I know that the Bohr model of the atom was modified by Sommerfeld to include elliptical orbits, and that the resulting Bohr-Sommerfeld theory has long been put aside in favor of quantum mechanics.
Nevertheless, I wanted to ask if there has ever been a more general formulation of the Bohr-Sommerfeld theory (either recently or in the past) through which one could quantize the paths that electrons can take in any desired atomic/molecular system, ultimately to arrive at certain geometries and electron trajectories in 3D space that correspond to the $n$, $l$, and $m_l$ quantum numbers?
I ask this question because I have a working idea of how to generalize the Bohr-Sommerfeld theory to possibly any system, and wanted to know if it would be feasible to publish my idea. By this I mean I actually wrote a java program to try and implement this idea computationally. I'm just trying to get some results for different choice atomic/molecular systems and publish them, hopefully under some guidance since I have never published a paper before.

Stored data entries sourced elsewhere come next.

Issue #2411, opened 2021-01-13
Build stub for Optimistic Oracle Keeper which follows strategy to respond to price requests


nicholaspai:
**Why**

OO Keeper should pull OO contract state from the OOClient and respond to:
- unproposed price requests
- undisputed proposals

The OO Keeper should handle fetching offchain price indications for any supported identifier (i.e. leveraging the `financial-templates-lib/price-feed` lib) and proposing prices for price requests, and deciding whether to dispute ongoing proposals

Follow up issues will address:
- executing settlements of proposals + disputes

**Work**
- 6: ~1 day

PR #2505, opened 2021-02-04
feat(optimistic-oracle-keeper): Add functionality to propose prices for price requests

nicholaspai:
**Motivation**

#2411

**Summary**

Subsequent PR will add dispute logic for pending proposals.

**Details**

- Keeper bot constructs a new PriceFeed for each pending price request identifier and uses it to send price proposals
- The Keeper bot uses the default precision for the identifier from `@uma/common` and the default pricefeed config from @uma/common
- Add test default pricefeed configs and precision mappings in `@uma/common` to test situation where there are several price requests that require different precisions

**Testing**

- [x]  New unit tests created
- [ ]  Untested

**Issue(s)**

Partial solution to #2411, does not add dispute or settlement logic.


packages/financial-templates-lib/src/price-feed/CreatePriceFeed.js
```diff
@@ -62,7 +64,7 @@ async function createPriceFeed(logger, web3, networker, getTime, config) {
       getTime,
       config.minTimeBetweenUpdates,
       config.invertPrice, // Not checked in config because this parameter just defaults to false.
-      config.decimals, // This defaults to 18 unless supplied by user
+      config.priceFeedDecimals, // This defaults to 18 unless supplied by user
```
nicholaspai, line 67: This was an error for the DomFi price feed. The file `DefaultPriceFeedConfig` sets the `priceFeedDecimals` param not `decimals`:

```
// Pull in the number of decimals for each identifier from the common getPrecisionForIdentifier. This is used within the
// Voterdapp and ensures that price feeds are consistently scaled through the UMA ecosystem.
Object.keys(defaultConfigs).forEach(identifierName => {
  defaultConfigs[identifierName].priceFeedDecimals = getPrecisionForIdentifier(identifierName);
});
```

Luckily this is not an issue in prod since the default decimal is 18 which the DomFi EMP's use

packages/financial-templates-lib/src/price-feed/CreatePriceFeed.js
```diff
@@ -162,6 +164,34 @@ async function createPriceFeed(logger, web3, networker, getTime, config) {
       config.denominatorPriceFeed && (await _createMedianizerPriceFeed(config.denominatorPriceFeed));
 
     return new BasketSpreadPriceFeed(web3, logger, baselinePriceFeeds, experimentalPriceFeeds, denominatorPriceFeed);
+  } else if (config.type === "test") {
```
nicholaspai, line 167: The `test` and `invalid` types are used to test that the OO Keeper uses `CreatePriceFeed` correctly to create new price feeds.

packages/financial-templates-lib/src/price-feed/DefaultPriceFeedConfigs.js
```diff
@@ -361,6 +361,20 @@ const defaultConfigs = {
...
+  TEST8DECIMALS: {
+    type: "test"
+  },
+  TEST6DECIMALS: {
+    type: "test"
+  },
+  TEST18DECIMALS: {
+    type: "test"
+  },
+  INVALID: {
```
nicholaspai, line 376: These are used by the CreatePriceFeed file to map between test identifiers and the Mock PriceFeeds

packages/financial-templates-lib/src/price-feed/PriceFeedMockScaled.js
```diff
@@ -2,74 +2,89 @@ const { toBN } = require("web3").utils;
 const { PriceFeedInterface } = require("./PriceFeedInterface");
```
nicholaspai, line 2: This file has a lot of diffs because I basically copy and pasted the `PriceFeedMock` code here but added the final conversion step. This file is not currently used in any other tests.

packages/optimistic-oracle/test/keeper.js
```diff
@@ -0,0 +1,305 @@
...
+    await keeper.update();
+    await keeper.sendProposals();
+
+    // Check for the specific failure log emitted by the keeper.
+    assert.equal(lastSpyLogLevel(spy), "error");
+    assert.isTrue(spyLogIncludes(spy, -1, "Failed to construct a PriceFeed for price request"));
+  });
+
+  it("Skip price requests with historical prices that keeper fails to fetch", async function() {
+    // Request a valid identifier but set an invalid price feed config.
```
pemulis, line 276: This is worded in a way that's a bit confusing, since it sounds the same as the earlier invalid price feed config. Maybe something like:

`// Request a valid identifier that is getting bad data from the data source`

packages/financial-templates-lib/src/price-feed/PriceFeedMock.js
```diff
@@ -1,12 +1,6 @@
 const { PriceFeedInterface } = require("./PriceFeedInterface");
 const { toBN } = require("web3").utils;
-
-// An implementation of PriceFeedInterface that medianizes other price feeds.
 class PriceFeedMock extends PriceFeedInterface {
-  // Constructs the MedianizerPriceFeed.
```
chrismaree, line 6: +1

packages/optimistic-oracle/index.js
```diff
@@ -4,6 +4,7 @@ require("dotenv").config();
 const retry = require("async-retry");
 
 const { Logger, waitForLogger, delay, OptimisticOracleClient, GasEstimator } = require("@uma/financial-templates-lib");
+const { OptimisticOracleKeeper } = require("./src/keeper");
```
chrismaree, line 7: do we want to call this a `Keeper`? would it not be more consistent to call it `OptimisticOracleProposer` or something to that effect so it's consistent with the other packages?

packages/optimistic-oracle/index.js
```diff
@@ -52,13 +48,29 @@ async function run({ logger, web3, pollingDelay, errorRetries, errorRetriesTimeo
...
+    // Construct default price feed config passed to all pricefeeds constructed by the keeper.
+    // The keeper needs to query prices for any identifier approved to use the Optimistic Oracle,
+    // so a new pricefeed is constructed for each identifier. This `defaultPriceFeedConfig` contains
+    // properties that are shared across all of these new pricefeeds.
+    const defaultPriceFeedConfig = {
+      lookback: 7200 // Should we pass in this object and/or its properties as input into the `run()` method?
+    };
+    const ooKeeper = new OptimisticOracleKeeper({
+      logger,
+      optimisticOracleClient: ooClient,
```
chrismaree, line 60: nit: might be cleaner to just name the local var `optimisticOracleClient` and then you don't need to name it like this in the params.

packages/optimistic-oracle/index.js
```diff
@@ -106,7 +118,12 @@ async function Poll(callback) {
       // Default to 3 re-tries on error within the execution loop.
       errorRetries: process.env.ERROR_RETRIES ? Number(process.env.ERROR_RETRIES) : 5,
       // Default to 10 seconds in between error re-tries.
-      errorRetriesTimeout: process.env.ERROR_RETRIES_TIMEOUT ? Number(process.env.ERROR_RETRIES_TIMEOUT) : 10
+      errorRetriesTimeout: process.env.ERROR_RETRIES_TIMEOUT ? Number(process.env.ERROR_RETRIES_TIMEOUT) : 10,
```
chrismaree, line 121: This was changed in a recent PR.

```suggestion
      errorRetriesTimeout: process.env.ERROR_RETRIES_TIMEOUT ? Number(process.env.ERROR_RETRIES_TIMEOUT) : 1,
```

packages/optimistic-oracle/index.js
```diff
@@ -106,7 +118,12 @@ async function Poll(callback) {
       // Default to 3 re-tries on error within the execution loop.
       errorRetries: process.env.ERROR_RETRIES ? Number(process.env.ERROR_RETRIES) : 5,
```
chrismaree, line 119:
```suggestion
      errorRetries: process.env.ERROR_RETRIES ? Number(process.env.ERROR_RETRIES) : 3,
```

packages/optimistic-oracle/src/keeper.js
```diff
@@ -0,0 +1,250 @@
+const { Networker, createReferencePriceFeedForEmp } = require("@uma/financial-templates-lib");
+const { getPrecisionForIdentifier, createObjectFromDefaultProps, MAX_UINT_VAL } = require("@uma/common");
+const { getAbi } = require("@uma/core");
+
+class OptimisticOracleKeeper {
```
chrismaree, line 5: nit about this name, as mentioned in an above comment. Also, Ideally, the class name should match the name of the file. What do you think about calling it `OptimisticOracleProposer`?

Keeper might be a better name as it does both proposals, disputes and requests. if you want to keep it named as such then please match the file name to the class name.

packages/optimistic-oracle/src/keeper.js
```diff
@@ -0,0 +1,250 @@
...
+
+    // Increase allowances for all relevant collateral currencies.
+    // TODO: Consider whether this should happen in a separate function (i.e. `setAllowances`) or within
+    // the `sendProposals()` method.
+    await this._setAllowances();
+  }
+
+  // Sets allowances for all collateral currencies used in unproposed price requests
+  async _setAllowances() {
+    // TODO: Should we do this also for currencies from undisputedProposals?
```
chrismaree, line 70: I think it's fine to do bulk approval like this for now. When we move over to using DSProxy we can do the approval in the same tx that we sent the request/proposal.

packages/optimistic-oracle/src/keeper.js
```diff
@@ -0,0 +1,250 @@
...
+          currency: collateralToken.options.address,
+          collateralApprovalTx: collateralApprovalTx.transactionHash
+        });
+      }
+    }
+  }
+
+  // Create the pricefeed for a specific identifier and save it to the state, or
+  // return the saved pricefeed if already constructed.
+  async _createOrGetCachedPriceFeed(identifier) {
```
chrismaree, line 97: nit: do you want to put these internal methods at the bottom of the class?

packages/optimistic-oracle/src/keeper.js
```diff
@@ -0,0 +1,250 @@
...
+          .approve(this.ooContract.options.address, MAX_UINT_VAL)
+          .send({
+            from: this.account,
+            gasPrice: this.gasEstimator.getCurrentFastPrice()
+          });
+        this.logger.info({
+          at: "OptimisticOracle#Keeper",
+          message: "Approved OO to transfer unlimited collateral tokens 💰",
+          currency: collateralToken.options.address,
+          collateralApprovalTx: collateralApprovalTx.transactionHash
```
chrismaree, line 89: do you want to include the tx in this message?

packages/optimistic-oracle/src/keeper.js
```diff
@@ -0,0 +1,250 @@
...
+      // Create the transaction.
+      const proposal = this.ooContract.methods.proposePrice(
+        priceRequest.requester,
+        this.utf8ToHex(priceRequest.identifier),
+        priceRequest.timestamp,
+        "0x", // Ancillary data
+        proposalPrice
+      );
+
+      // Simple version of inventory management: simulate the transaction and assume that if it fails, the caller didn't have enough collateral.
```
chrismaree, line 175: nit: line length.

packages/optimistic-oracle/src/keeper.js
```diff
@@ -0,0 +1,250 @@
...
+
+  // Submit proposals to unproposed price requests.
+  async sendProposals() {
+    this.logger.debug({
+      at: "OptimisticOracleKeeper",
+      message: "Checking for unproposed price requsts to send proposals for"
+    });
+
+    for (let priceRequest of this.optimisticOracleClient.getUnproposedPriceRequests()) {
+      let priceFeed = await this._createOrGetCachedPriceFeed(priceRequest.identifier);
```
chrismaree, line 139: nice! cool how you construct the feed.

do you want to make this a `const`?

packages/optimistic-oracle/src/keeper.js
```diff
@@ -0,0 +1,250 @@
...
+        });
+        continue;
+      }
+
+      // Create the transaction.
+      const proposal = this.ooContract.methods.proposePrice(
+        priceRequest.requester,
+        this.utf8ToHex(priceRequest.identifier),
+        priceRequest.timestamp,
+        "0x", // Ancillary data
```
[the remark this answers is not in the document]
chrismaree: Should this not be set to the value of the ancillary data from the request generated from the OO?

In the case of the EMP this is set to the address of the collateral currency. see https://github.com/UMAprotocol/protocol/blob/c79f3476fee07736257582f7d92eb7c95932c300/packages/core/contracts/financial-templates/expiring-multiparty/PricelessPositionManager.sol#L797 for where we request the price in the EMP and https://github.com/UMAprotocol/protocol/blob/c79f3476fee07736257582f7d92eb7c95932c300/packages/core/contracts/financial-templates/expiring-multiparty/PricelessPositionManager.sol#L997 for where we generate this ancillary data.

packages/optimistic-oracle/test/keeper.js
```diff
@@ -0,0 +1,305 @@
...
+
+const { toWei, hexToUtf8, utf8ToHex } = web3.utils;
+
+const {
+  OptimisticOracleClient,
+  GasEstimator,
+  SpyTransport,
+  lastSpyLogLevel,
+  spyLogIncludes,
+  PriceFeedMockScaled
```
chrismaree, line 12: I dont think you should be using the `PriceFeedMockScaled` anywhere within these tests like this. IMO this file should actually be deprecated as it's somewhat confusing and is not used anywhere else within the repo after the most recent refactors.

Ideally, this set of tests should just use normal feeds without any kind of scaling like this expected to be applied to them.

packages/optimistic-oracle/test/keeper.js
```diff
@@ -0,0 +1,305 @@
...
+      }
+      let result = client.getUnproposedPriceRequests();
+      assert.deepStrictEqual(result, expectedResults);
+
+      // Now: Execute `sendProposals()` and test that the bot correctly responds to these price proposals
+      await keeper.sendProposals();
+
+      // Check that the onchain requests have been proposed to.
+      for (let i = 0; i < identifiersToTest.length; i++) {
+        await verifyState(OptimisticOracleRequestStatesEnum.PROPOSED, identifiersToTest[i]);
```
chrismaree, line 209: nice!

packages/optimistic-oracle/test/keeper.js
```diff
@@ -0,0 +1,305 @@
...
+          "0x",
+          collateralCurrenciesForIdentifier[i].address,
+          0
+        );
+      }
+
+      // Construct OO Keeper using a valid default price feed config containing any additional properties
+      // not set in DefaultPriceFeedConfig
+      let defaultPriceFeedConfig = {
+        currentPrice: "1", // Mocked current price. This will be scaled to the identifier's precision.
```
chrismaree, line 159: Ideally, I don't think scaling should occur like this and rather we should define a set of `convertPrice` methods that input defined parameters into the feeds see here within the liquidator for example: https://github.com/UMAprotocol/protocol/blob/c79f3476fee07736257582f7d92eb7c95932c300/packages/liquidator/test/Liquidator.js#L126

If we are to follow this pattern then we should test this bot against a set of different decimals to ensure it can correctly deal with all configurations and scalling. 

LMKWYT.

chrismaree (commented):
Overall this is pretty awesome and very exciting! your code is great. I have a few nits/comments and questions as well as one point of contention on the use of the `PriceFeedMockScaled` which I would ideally like to not be used at all in the bots.

packages/financial-templates-lib/src/price-feed/PriceFeedMockScaled.js
```diff
@@ -2,74 +2,89 @@ const { toBN } = require("web3").utils;
...
 const { parseFixed } = require("@ethersproject/bignumber");
 
-// An implementation of PriceFeedInterface that medianizes other price feeds.
+// Adds a final precision conversion step to the PriceFeedMock before returning prices.
 class PriceFeedMockScaled extends PriceFeedInterface {
-  // Constructs the MedianizerPriceFeed.
-  // priceFeeds a list of priceFeeds to medianize. All elements must be of type PriceFeedInterface. Must be an array of
-  // at least one element.
-  constructor(currentPrice, historicalPrice, lastUpdateTime, invertPrice, decimals = 18) {
+  constructor(currentPrice, historicalPrice, lastUpdateTime, priceFeedDecimals = 18, lookback = 3600) {
```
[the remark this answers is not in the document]
nicholaspai: In this pricefeedMock, nothing, because its intended to use only for tests. But every `PriceFeed` that implements `PriceFeedInterface` has to implement `getLookback()` so this sets a value for that function. 

Generally, `lookback` sets the valid window into the past that a pricefeed can search for a historical price.

packages/financial-templates-lib/src/price-feed/CreatePriceFeed.js
```diff
@@ -162,6 +164,34 @@ async function createPriceFeed(logger, web3, networker, getTime, config) {
...
+    const requiredFields = ["currentPrice", "historicalPrice"];
```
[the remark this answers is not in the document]
nicholaspai: Yes in general I agree with your statement. But these fields are required for the `test` type of pricefeed because they are required inputs to construct a new `PriceFeedMockScaled`

packages/financial-templates-lib/src/price-feed/PriceFeedMockScaled.js
```diff
@@ -2,74 +2,89 @@ const { toBN } = require("web3").utils;
...
-      this.historicalPrices[_price.timestamp] = this.convertDecimals(_price.price);
+      // allows this to be set to null without throwing.
+      this.historicalPrices[_price.timestamp] = _price.price ? this.convertDecimals(_price.price) : _price.price;
     });
   }
 
-  // only available in mock
   setHistoricalPrice(historicalPrice) {
-    this.historicalPrice = this.convertDecimals(historicalPrice);
+    this.historicalPrice = historicalPrice ? this.convertDecimals(historicalPrice) : historicalPrice;
```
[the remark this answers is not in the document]
nicholaspai: > Does this make this.historicalPrice null if historicalPrice is not passed as a parameter?
Correct

And then if you look at this class's `getHistoricalPriceFeed()` implementation, it will throw an error if `historicalPrice` is null:

```
    if (!this.historicalPrice && !(time in this.historicalPrices)) {
      throw new Error("PriceFeedMock expected error thrown");
```

packages/optimistic-oracle/src/keeper.js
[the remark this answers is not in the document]
nicholaspai: Great catch @chrismaree !

and @pemulis yes `0x` is the default ancillary data value.

packages/optimistic-oracle/src/keeper.js
```diff
@@ -0,0 +1,250 @@
...
+          proposer: this.account,
+          proposalBond,
+          priceRequest,
+          error
+        });
+        continue;
+      }
+      const txnConfig = {
+        from: this.account,
+        gas: Math.min(Math.floor(gasEstimation * this.GAS_LIMIT_BUFFER), this.txnGasLimit),
```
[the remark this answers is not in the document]
nicholaspai: Its incase Truffle underestimates the gas required

packages/optimistic-oracle/test/keeper.js
```diff
@@ -0,0 +1,305 @@
...
+        defaultPriceFeedConfig
+      });
+
+      // Update the bot to read the new OO state.
+      await keeper.update();
+    });
+
+    it("_setAllowances", async function() {
+      // Calling it once should set allowances
+      await keeper._setAllowances();
```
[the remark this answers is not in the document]
nicholaspai: We could... but I don't anticipate doing so, hence the `_` prefix.. I just wanted to unit test the method.

packages/optimistic-oracle/test/keeper.js
nicholaspai: Great point! fixed

packages/common/src/PriceIdentifierUtils.js
```diff
@@ -11,7 +11,10 @@ const IDENTIFIER_NON_18_PRECISION = {
   "STABLESPREAD/BTC": 8,
   "ELASTIC_STABLESPREAD/USDC": 6,
   BCHNBTC: 8,
-  AMPLUSD: 6
+  AMPLUSD: 6,
+  // The following identifiers are used in local test environments only:
+  TEST8DECIMALS: 8,
```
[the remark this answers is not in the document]
nicholaspai: The problem is that `USDBTC` gets mapped to a `MedianizerPriceFeed` that uses `CryptoWatchPriceFeeds` by the `DefaultPriceFeed.js`, and I don't want to test with CryptoWatch data.

packages/optimistic-oracle/index.js
nicholaspai: Well its also a disputer, I think its fine to call it proposer though

nicholaspai: Renamed

packages/optimistic-oracle/src/keeper.js
nicholaspai: I renamed!

packages/optimistic-oracle/src/keeper.js
nicholaspai: Yeah good call. Bulk approval is an upfront cost that I think we should pay so we don't have any approval errors come proposal/dispute time

packages/optimistic-oracle/src/keeper.js
nicholaspai: Will do

packages/optimistic-oracle/src/keeper.js
nicholaspai: We usually just include the hash, look at the liquidator bot's index.js file for approval for example

packages/optimistic-oracle/src/keeper.js
nicholaspai: Yes great call

packages/optimistic-oracle/test/keeper.js
nicholaspai: Note that I changed the PriceFeedMockScaled code. It now copies directly from PriceFeedMock but allows you set the starting precision from a price like "10" --> 10e18, 10e6, etc.

I wanted to test that the proposer would use the same precision as the identifier calls for. For example, USDBTC would call for a price in 6 precision.

WDYT?

packages/optimistic-oracle/test/keeper.js
nicholaspai: For a set of price requests: A, B, C, how would you determine how to `convertPrice` when responding to each request?

For example, imagine that `A` calls for 6 precision, `B` for 8, and `C` for 18.

Currently, I read from the `DefaultPriceFeed.js` to determine the mapping of identifier --> precision. All I do is call the constructed pricefeed (again, implied from `DefaultPriceFeed`) `getHistoricalPrice()` method which returns price in the identifier's specified precision.

What about this flow can be improved?

packages/common/src/PriceIdentifierUtils.js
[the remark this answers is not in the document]
chrismaree: SGTM.

packages/optimistic-oracle/src/keeper.js
chrismaree: sgtm.

packages/optimistic-oracle/test/keeper.js
chrismaree: ye, that makes sense. and to double-check this PriceFeedMockScaled was not used anywhere else, right?

packages/optimistic-oracle/test/keeper.js
chrismaree: ye, I see the issue. given that you are generating feeds within your proposer that makes sense to me. In that case I think it's fine.

packages/optimistic-oracle/test/keeper.js
nicholaspai: That's correct

packages/optimistic-oracle/test/proposer.js
```diff
@@ -0,0 +1,312 @@
...
+    });
+    await proposer.update();
+    await proposer.sendProposals();
+
+    // Check for the specific failure log emitted by the proposer.
+    assert.equal(lastSpyLogLevel(spy), "error");
+    assert.isTrue(spyLogIncludes(spy, -1, "Failed to query historical price for price request"));
+  });
+
+  // TODO:
```
chrismaree, line 309:
```suggestion
  // TODO:
  // Can deal with ancillary data
```

should also have a test to validate ancillary data is correctly dealt with.

chrismaree (approved):
This is great! I think in a future PR we should add tests that validate ancillary data is correctly dealt with within requests.

LGTM!

packages/optimistic-oracle/test/proposer.js
nicholaspai: Ah yes. Can you look at this [commit](https://github.com/UMAprotocol/protocol/pull/2505/commits/8042aa6c391756e9119fc10517f249c930ed24b5) and check that I'm correctly simulating how the Perpetual and EMP will submit ancillary data to the OO?

packages/affiliates/payouts/dappmining/2021-02-01_2021-02-08_YD-BTC-MAR21_0004.json
```diff
@@ -5,10 +5,7 @@
     "empAddress": "0x1c3f1A342c8D9591D9759220d114C685FD1cF6b8",
     "totalRewards": 4595,
     "defaultAddress": "0xa0dfF1F09a0DCEda7641b7eB07c3BDbe66a06C35",
-    "whitelist": [
```
nicholaspai, line 8: I guess these changes were never linted before that's why they're included in diff.

packages/affiliates/payouts/dappmining/2021-02-01_2021-02-08_YD-ETH-MAR21_0004.json
```diff
@@ -5,10 +5,7 @@
     "empAddress": "0xE4256C47a3b27a969F25de8BEf44eCA5F2552bD5",
     "totalRewards": 4422,
     "defaultAddress": "0xa0dfF1F09a0DCEda7641b7eB07c3BDbe66a06C35",
-    "whitelist": [
```
nicholaspai, line 8: Same comment as [here](https://github.com/UMAprotocol/protocol/pull/2505/files#r574575364)

packages/affiliates/payouts/devmining/2021-02-01_21-02-02.json
```diff
@@ -3,80 +3,26 @@
     "startTime": 1612220400000,
     "endTime": 1612825200000,
     "empWhitelist": [
-      [
```
nicholaspai, line 6: Same comment as [here](https://github.com/UMAprotocol/protocol/pull/2505/files#r574575364)

packages/trader/tsconfig.json
```diff
@@ -4,7 +4,5 @@
   "compilerOptions": {
     "outDir": "build"
   },
-  "references": [
```
nicholaspai, line 7: Same comment as [here](https://github.com/UMAprotocol/protocol/pull/2505/files#r574575364)

packages/affiliates/payouts/dappmining/2021-02-01_2021-02-08_YD-BTC-MAR21_0004.json
chrismaree: ye, I had the same diff one of my other PRs.

chrismaree (approved):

Edit: I would also like to briefly mention a paper I've recently read that attempted to correct some of the inaccuracies in Sommerfeld's expansion of Bohr's model. I plan to incorporate those corrections into my calculations as well. The paper is titled "Rise and premature fall of the old quantum theory," written by Manfred Bucher in 2008 (https://arxiv.org/abs/physics/0605258). Of note, the corrections made involve removing the circular orbit from the model and introducing a linear, coulomb oscillation orbit through the hydrogen atom's nucleus to give the correct l = 0, 1, 2, ..., n-1 values for the orbital angular momentum quantum number. It also includes the correction that the angular momentum of the hydrogen atom is proportional to $\sqrt{l(l+1)}$, not $l$ as Sommerfeld originally proposed.